Why a flat slope marks the best spots
Picture walking along a smooth hill drawn as the graph of f. At the very top of a peak, you are momentarily neither climbing nor descending — the ground is level under your feet. At the bottom of a valley it is the same: flat for an instant. Since the derivative f'(x) measures the slope, the peaks and valleys of a smooth curve hide where the slope is zero. That single observation is the engine behind nearly every real-world 'find the best value' problem.
The places worth checking are the critical points: the x-values where f'(x) = 0 (the slope is flat) or where f'(x) does not exist (a corner or a vertical tangent, where there is no single slope at all). A high or low point of a smooth function can only happen at one of these spots — so instead of searching the whole curve, you only have to inspect a short list of candidates.
Sorting candidates: the first and second derivative tests
Finding a critical point only tells you the slope is flat there; it does not yet say whether you are on a peak, in a valley, or just on a momentary plateau.
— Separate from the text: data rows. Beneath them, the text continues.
PR #4192, opened 2026-09-03
fix(ai-agents): store agent-generated media in configured file storage, not inline

cmbrock-BC:
## Summary

`CreateMediaArtifacts` stored every agent-generated image, audio and video artifact inline as a `data:<mime>;base64,…` string in `ArtifactVersion.Content`, no matter how file storage was configured — while `ProcessFileArtifacts`, handling file outputs a few lines away, honoured the configured account. Media now takes the same route: upload to the resolved storage account when one is configured, fall back to inline when it is not or when the upload fails.

This was an omission, not a decision. The method was added (`cd8fb9c888`) to migrate media off the deprecated `ConversationDetailAttachment` table and inherited that path's inline behaviour; the storage branch had landed in its sibling six weeks earlier (`6880ed59c8`). Both call the same `createArtifactWithVersion` helper, so the two looked consistent. Nothing downstream required inline media — `gatherConversationArtifacts` and all three Angular media viewers already branch on `ContentMode === 'File'`.

The cost was silent. Measured on a production database, 35 generated images held **129 MB** of `ArtifactVersion.Content`, ~5 MB/day and growing. A representative image is 3.66 MB of inline base64 that is shipped in full on every read of the row; as a blob it is 1.36 MB, cacheable and streamable.

## Changes

- `CreateMediaArtifacts` consults `FileStorageEngine` exactly as `ProcessFileArtifacts` does, and configures the engine first — the engine reports zero accounts until it has loaded, so an unconfigured check silently routes everything inline.
- The storage-or-inline decision has one home. It lived twice in `AgentRunner`, verbatim apart from a log prefix; both paths now call `uploadToStorageIfConfigured`, so they cannot drift again. Media's File branch delegates to `createFileArtifact` rather than re-inlining its callback.
- `CreateMediaArtifacts` gains the resolved storage account as an optional trailing parameter. Existing callers are unaffected — omitting it falls back to the first active account.

## Verification

`ai-agents`: 1920/1920, builds clean. The new spec is mutation-checked: forcing the inline path fails "uploads to storage when an account IS configured", and removing the engine `Config()` call fails its own case (that mutation shipped in my first draft and was invisible to a mock that answers `HasStorageAccounts` regardless).

Verified end to end against Azure Blob Storage: a generated image landed as `ContentMode = 'File'` with a `FileID`, zero bytes in `Content`, and a 1.36 MB blob in the container.

## Test plan

- [x] With a storage account configured, generate an image and confirm the `ArtifactVersion` row is `File` with a `FileID`, and the blob exists
- [x] With no storage account, confirm the image still arrives inline and the log says `no storage accounts configured`
- [x] With a bad key, confirm the image still arrives inline and the log says `storage upload failed`, with the real error
- [x] Open a stored image in the chat preview and the full viewer

## Not in this PR

- **The audit table still holds a second inline copy.** `SaveAgentRunMedia`, which runs just before `CreateMediaArtifacts` on every run, writes `mediaEntity.InlineData = mediaOutput.data`, so each generated image is still stored once as base64 in `MJ: AI Agent Run Media`. The 129 MB figure above measured `ArtifactVersion.Content` only; the same bytes sit in the audit table. This PR roughly halves the growth rather than eliminating it. Whether that row should reference the `MJ: Files` record instead is a schema and design question — filed as #4216.
- **Existing inline artifacts are not migrated.** They stay in `Content`. `mj artifacts reclassify` exists and may cover this; I have not read it.
- `processFileOutput`'s storage branch had no prior test coverage. It is now guarded by the shared helper's tests, but nothing exercised it before this PR.


rkihm-BC (dismissed):
Approving. The defect is real, the fix routes media through exactly the path file outputs already use, and consolidating the storage-or-inline decision into one helper removes a duplicate that had already drifted once. Verified rather than assumed:

- **Red then green, locally.** All five new tests fail against the base `AgentRunner` — including the one pinning that `FileStorageEngine.Config()` runs before `HasStorageAccounts` is read, the mutation you describe from the first draft. Against the PR: all pass, the full ai-agents suite passes (106 files), `tsc --noEmit` exit 0.
- **Confirmed on `next`:** `CreateMediaArtifacts` configured only `ArtifactMetadataEngine` and always went through `DecideInlineStorage`, while `ProcessFileArtifacts` beside it configured both engines and consulted storage.
- **Fallback contract is sound.** `FileStorageEngine.UploadFile` resolves an undefined account id through `ResolveStorageAccount` and throws if nothing is configured; the helper catches and degrades to inline, as the file path already did.
- **Downstream readers handle File mode:** `gatherConversationArtifacts` downloads by `FileID`; the image/audio/video viewers and the conversation attachment service all branch on `ContentMode === 'File'`. The `data:image` comment in the same file is about detecting an image already embedded in a report payload, not about reading artifact content.
- New parameter is optional and trailing; the only in-repo caller is updated. Changeset present, `patch`, correct.

The comment on the `Promise.all` is worth having: an unloaded engine reporting zero accounts is indistinguishable from a deployment with no storage, and the test that guards it is the most valuable one in the file.

**Follow-up I'd like filed as an issue (not a condition of this PR):** the audit table still holds a second inline copy. `SaveAgentRunMedia`, which runs just before `CreateMediaArtifacts` on every run, writes `mediaEntity.InlineData = mediaOutput.data`, so each generated image is still stored once as base64 in `MJ: AI Agent Run Media` after this PR moves the artifact copy to blob storage. The 129 MB figure measured `ArtifactVersion.Content` only; the same bytes sit in the audit table. Whether that row should reference the `MJ: Files` record instead of carrying the bytes is a separate design question, but as it stands this PR roughly halves the growth rather than eliminating it, and the description could say so.

**Cosmetic, optional:** media that lands in the File branch goes through `createFileArtifact`, which hardcodes `label: 'file'`, so a failed media artifact now reads "Cannot create artifact for file" instead of "for media Image". Passing the label through would keep the diagnostics as specific as they were.

cmbrock-BC:
Both follow-ups done: the audit-table inline copy is filed as #4216 and the description now says this PR roughly halves the growth rather than eliminating it; and the label now passes through `createFileArtifact` (optional param, default `'file'`) so a failed media artifact still reads "for media Image" — pinned by a new test (`ai-agents` 1921 pass).

rkihm-BC (approved):
Re-approving after the follow-up push (my earlier approval was dismissed by it). Both items from that approval are done, and done well:

- **Audit-table inline copy:** filed as #4216, and the description now scopes the 129 MB figure to `ArtifactVersion.Content` and says this PR roughly halves the growth rather than eliminating it. Accurate.
- **Diagnostic label:** `createFileArtifact` takes a trailing `label` (default `'file'`) and the media File branch passes `media ${modality}`, so a failed media artifact still reads "for media Image". The new test pins it end to end — File branch taken, label `media Image`, version fields `File` + the file id.

The other files in the delta since my review (`base-agent.ts`, the skill tests) are the merge of `next` after #4195/#4196, not this PR. CI is fully green on this head, including Build and the deterministic integration tier.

The first derivative test sorts them by watching the sign of f' as you walk through the point. If f' switches from positive (rising) to negative (falling), you have just crested a peak — a local maximum. If it switches from negative to positive, you have passed through the bottom — a local minimum. If the sign does not switch, it is neither.
Often quicker is the second derivative test, which uses the second derivative f'' to read the curve's concavity at the flat spot. At a critical point where f'(x) = 0: if f''(x) > 0 the curve cups upward like a bowl, so you are at a local minimum; if f''(x) < 0 it cups downward like a dome, so you are at a local maximum. If f''(x) = 0 the test is inconclusive — the curve might do something subtle, so fall back on the first derivative test.
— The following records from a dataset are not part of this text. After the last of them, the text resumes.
PR #4193, opened 2026-09-03
fix(artifacts): show that a generated artifact is still loading

cmbrock-BC:
## Summary

A message with a generated image rendered as finished with nothing where the image belonged, then the image appeared unannounced a few seconds later. It read as a failed generation rather than one still in flight. Two windows had no visual state at all, and both are now covered.

Measured on a production database, the artifact link is in place at or *before* the message finalises (p50 −850 ms, p90 +80 ms across 428 links), so the visible delay is entirely the client fetching and decoding the artifact — a median inline image is 3.7 MB of base64. This PR makes that wait legible; #4192 makes it shorter. They are independent and land in either order.

## Changes

**Message level (`ng-conversations`)**
- `applyArtifactsToInstance` awaited each artifact and version row before rendering anything, though `resolveDistinctArtifacts` had already returned them synchronously from an in-memory map. Artifacts still loading are now published to the message immediately — name and visibility included, since `LazyArtifactInfo` carries both and only the entity rows are lazy — and each draws a named `mj-loading` placeholder until its card arrives.
- `LazyArtifactInfo.isLoaded` decides what counts as pending, so an artifact already in hand is never announced. The rest is filtered per artifact with `UUIDsEqual`: the two IDs come from different sources and differ in case between SQL Server and PostgreSQL, and a string compare left a placeholder sitting above the card it was waiting for.
- Three defects fixed in that path: the artifact apply now runs after the message's other inputs (it can force the child's first change-detection pass, so running it early meant `ngAfterViewInit` saw a null agent run and never started the run-duration timer); a per-instance generation counter in a `WeakMap` stops a stale load clobbering a newer one; and settle no longer touches a destroyed view.

**Preview level (`ng-artifacts`)**
- The image, audio and video previews had only `error` and `loaded` branches and drew nothing while `resolveContentUrl` settled. The loading state now lives in `BaseArtifactPreviewComponent`, cleared in a `finally`, so every media preview has it by construction.
- The image holds its indicator until the `` `load` event rather than until `src` is assigned — for a multi-megabyte inline data URI the decode is the wait — and hides the pending image with `opacity` rather than `display:none`, which would take it out of the paint tree and stop that decode. Same treatment as `ImageArtifactViewerComponent`'s `--hidden` rule.

Uses `<mj-loading>` throughout per `packages/Angular/CLAUDE.md`; no custom indicators.

## Verification

`ng-conversations` 1247/1247, `ng-artifacts` 86/86, builds clean, `check:ui` passes. The guards are mutation-checked: reverting to all-or-nothing filtering, to a case-sensitive ID match, to announcing everything regardless of `isLoaded`, or to ignoring the generation on settle each fails a test that names the regression.

Exercised live under network throttling: the placeholder held the space below the message until the image painted. On an unthrottled localhost the window is ~1 ms and nothing shows, which is the intended behaviour.

## Test plan

- [ ] Throttle to Slow 4G *after* the app has loaded, open a conversation with an image, and confirm a "Loading <name>…" row appears, then becomes the card
- [ ] Confirm a message with a loaded report and an in-flight image shows both, and the row order does not jump when the image lands
- [ ] Reload the conversation with no throttling and confirm no placeholder flashes for an already-cached artifact
- [ ] Confirm a System-Only artifact's placeholder carries the same dimmed treatment as its card

## Judgement calls

- **Placeholders are a separate element, not the real card.** `mj-artifact-message-card` has its own skeleton, and rendering the card from `artifactId` alone would reuse it — but the card then issues its own `RunView` per artifact, trading the parent's one batched load for N×2 queries. I kept the batch and accepted two loading treatments. Happy to revisit if the card grows a `pending` input.
- The generation map is lazily created. `message-list-windowing.test.ts` constructs the component off the prototype, which runs no field initializers; a plain field failed nine of its cases.


rkihm-BC (approved):
Approving. Both silent windows are real, each fix is the minimal correct one, and the three incidental defects fixed in the same path are genuine. Verified rather than assumed:

- **Red then green, locally.** 13 of the 17 new DOM cases fail against the base sources (the other four assert behaviour that already held or a getter that did not yet exist). Against the PR: `ng-conversations` 1,247 / 104 files, `ng-artifacts` 86 / 11 files, `check:ui` clean — matching the description exactly.
- **Message-level window confirmed on `next`:** `applyArtifactsToInstance` awaited every row before touching the child even though `resolveDistinctArtifacts` returns `LazyArtifactInfo` synchronously, and that type already carries `artifactId`, `artifactName`, `visibility` and `isLoaded`, so publishing the pending set costs no extra query.
- **Preview-level window confirmed:** all three media previews had only `error` and `loaded` branches. Owning `isLoading` in the base with a `finally` means a subclass cannot leave it spinning beside an error, and every preview turns a null URL into an error state, so there is no path to a permanent spinner.
- **Reordering `applyArtifactsToInstance` to run last is justified** on both the create and update paths: it can force the child's first change-detection pass, so running it before `agentRun` was assigned meant `ngAfterViewInit` saw null.
- **The generation counter closes a real race**, and the deferred-load test that settles after a newer refresh cleared the message is the one that proves it. Advancing on the clear path too is the detail a simpler version misses.
- Conventions: `mj-loading` with a valid `size` preset per `packages/Angular/CLAUDE.md`; `UUIDsEqual` for the cross-provider match; no hardcoded colours in the new CSS. Changeset present, `patch` on both packages.

The image preview holding its indicator until the `load` event, and hiding the pending element with `opacity` so the decode proceeds, is the right call for multi-megabyte inline data URIs; the note on why the host needs `position: relative` is appreciated. The judgement call to keep the parent's single batched load rather than N×2 queries from the card is the right trade.

One whitespace nit, not worth a push on its own: two blank lines were added to the audio and video preview components with no content change.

That extra step is checking the endpoints. If you only care about x on a closed interval like [0, 10], the best value might not sit at a flat interior spot at all — it could be jammed against an edge, where the curve is still climbing when it runs out of room. So the safe recipe on a closed interval is: evaluate f at every critical point and at both endpoints, then simply compare the heights. The largest f-value is the global maximum, the smallest is the global minimum.
The optimization workflow, with a worked box problem
Real optimization problems arrive as words, not formulas — 'make the box hold the most', 'use the least fence'. The skill is translating the words into one function of one variable, then turning the calculus crank. Here is the classic open-box problem: you have a 12-by-12 square sheet of cardboard, you cut an equal square of side x from each corner, and you fold up the flaps to make an open-top box. What x gives the largest volume?
- Model it. After cutting corners of side x, the base is (12 - 2x) by (12 - 2x) and the height is x, so volume V(x) = x (12 - 2x)^2. The variable is physically limited to 0 < x < 6 (cut too much and there is no base left).
- Differentiate. Expanding gives V(x) = 144x - 48x^2 + 4x^3, so V'(x) = 144 - 96x + 12x^2 = 12(x^2 - 8x + 12) = 12(x - 2)(x - 6).
- Find critical points. Set V'(x) = 0: that gives x = 2 or x = 6. But x = 6 is the forbidden edge (no box), so the only candidate inside our range is x = 2.
- Confirm it is a maximum. V''(x) = -96 + 24x, and V''(2) = -96 + 48 = -48 < 0 — concave down, so x = 2 is a local maximum. The endpoints x->0 and x->6 both give volume 0, so x = 2 wins globally.
- Answer in words. Cut squares of side 2, giving an 8-by-8-by-2 box of volume V(2) = 2 * 8^2 = 128 cubic units — the largest box you can fold from that sheet.
V(x) = x (12 - 2x)^2 = 144x - 48x^2 + 4x^3 V'(x) = 12(x - 2)(x - 6) -> zero at x = 2, x = 6 V''(x) = -96 + 24x -> V''(2) = -48 < 0 (a max) V(2) = 2 * 8 * 8 = 128
Habits that keep you out of trouble
The same workflow handles a 'least fence' problem just as well: if a farmer wants to enclose a fixed area A against a wall using the least fencing, you write the perimeter as a function of one side, set its derivative to zero, and out comes the cheapest shape. The recurring trick is using the constraint (fixed area, fixed cardboard) to eliminate the second variable, so you are left optimizing a function of a single variable — which is exactly the calculus you already know.
Two more honest reminders. First, a critical point where f' does not exist (a corner) can still be an extremum, so include those candidates, not just the f'=0 ones. Second, on an open interval or one running to infinity there may be no global maximum at all — the curve could keep rising forever. Optimization is powerful precisely because it is mechanical, but the human judgment is in setting up the right function and the right region.